Sitting in front of the TV yesterday after work was a little surreal because the cause of Michael Jackson’s death hit very close to home. I actually found myself crying when CNN broke the shocking news that he had died from cardiac arrest.
As the tears spilled down my cheeks, I felt really weird about crying since I didn’t have a personal connection to Michael Jackson other than being an admirer of his music. But after a few minutes I realized why his death was hitting me hard enough to provoke tears. My dad died the very same way back in 1998 when I was 28 years old. The memories of the day I got the call telling me my father had died buzzed around in my head as I listened to Wolf Blitzer on CNN.

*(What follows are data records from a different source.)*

Issue #279, opened 2024-05-09
Audit usage of `From` vs `TryFrom` implementations


anitarua:
I think there are some response types (e.g. list length, item get ttl, and item get type) that can use `into()` instead of `try_into()` but are missing the `From` implementations

Also Dylan had good feedback:

Hey, I apparently missed this, sorry about that - but from something I was just looking into I noticed there are some places where we're calling .expect in our SDK, e.g. [here](https://github.com/momentohq/client-sdk-rust/blob/647e30dbc5661afea7b3026b02429ec238c76f6f/src/cache/messages/list/list_pop_front.rs#L139)/[here](https://github.com/momentohq/client-sdk-rust/blob/647e30dbc5661afea7b3026b02429ec238c76f6f/src/grpc/header_interceptor.rs#L29)

We should probably be returning an error via the Result type instead, and leaving it up to the user to decide if their application should panic in response

I'd consider adding -W clippy::expect_used to your [lint](https://github.com/momentohq/client-sdk-rust/blob/main/Makefile#L8C1-L8C81) and then using #[allow(clippy::expect_used)] to exempt usages if you have a legitimate reason

PR #293, opened 2024-05-10
chore: add lint rule to check usage of expect

anitarua:
Addresses https://github.com/momentohq/client-sdk-rust/issues/279

Added the clippy rule Dylan recommended and refactored as needed. Had to revise the `lint` Makefile and add `#[allow(clippy::expect_used)]` in several places to omit test-related files from the rule as we _do_ want the tests to panic if something goes wrong.

Current implementations of `From` and `TryFrom` are fine upon inspection.

### DIFF
--- a/Makefile
+++ b/Makefile
@@ -3,9 +3,12 @@
 all: precommit
 
 .PHONY: lint
+## Check the formatting of all files, run clippy on the source code, then run
+## clippy on the tests (but allow expect to be used in tests)
 lint:
 	cargo fmt -- --check
-	cargo clippy --all-targets --all-features -- -D warnings -W clippy::unwrap_used
+	cargo clippy --all-features -- -D warnings -W clippy::unwrap_used -W clippy::expect_used
+	cargo clippy --tests -- -D warnings -W clippy::unwrap_used
 
 .PHONY: build
 ## Build project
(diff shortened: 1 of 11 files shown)


Makefile
```diff
@@ -3,9 +3,12 @@
 all: precommit
 
 .PHONY: lint
+## Check the formatting of all files, run clippy on the source code, then run
+## clippy on the tests (but allow expect to be used in tests)
 lint:
 	cargo fmt -- --check
-	cargo clippy --all-targets --all-features -- -D warnings -W clippy::unwrap_used
+	cargo clippy --all-features -- -D warnings -W clippy::unwrap_used -W clippy::expect_used
+	cargo clippy --tests -- -D warnings -W clippy::unwrap_used
```
cprice404, line 11: if you are doing `allow` in the test code where we are using `expect`, then you don't need to split these here, do you?

cprice404 (commented):
looks good except the one question about the makefile

Makefile
anitarua: I used the `allow` in the test setup and teardown files since those are marked as "not tests" [here](https://github.com/momentohq/client-sdk-rust/blob/main/Cargo.toml#L18-L30), but I didn't want to go in and add the `allow` everywhere we used `expect` in the test files

anitarua:
rebased

Makefile
cprice404: :ack:

cprice404 (dismissed):

anitarua:
rebased

cprice404 (approved):
expect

I was prepared this morning while on our coffee break that the expected discussion about the death of Michael Jackson wasn’t going to be in my favor. My views definitely placed me in the minority rather than the majority because I never thought he was a child molester. Not even for one minute! I didn’t think he was a freak. I believe he was a great entertainer who loved children and built himself an amusement park to share with those less fortunate. He was, from my perspective, one of the most persecuted entertainers I’ve ever known. I’d easily rank him up there with OJ Simpson, but for him the sequined glove fit his one hand just fine, thank you very much.
I didn’t voice my opinion this morning over coffee, but rather I sat and listened to what my coworkers had to say about a man none of us ever really knew. But I didn’t pass judgement and think that their views were ignorant as they could easily of said the same about mine. Everyone is entitled to their own opinion, but I knew that no one wanted to hear mine so I kept my mouth shut.
Instead I sipped my hot cup of Starbucks coffee and took comfort in knowing this man has finally found peace.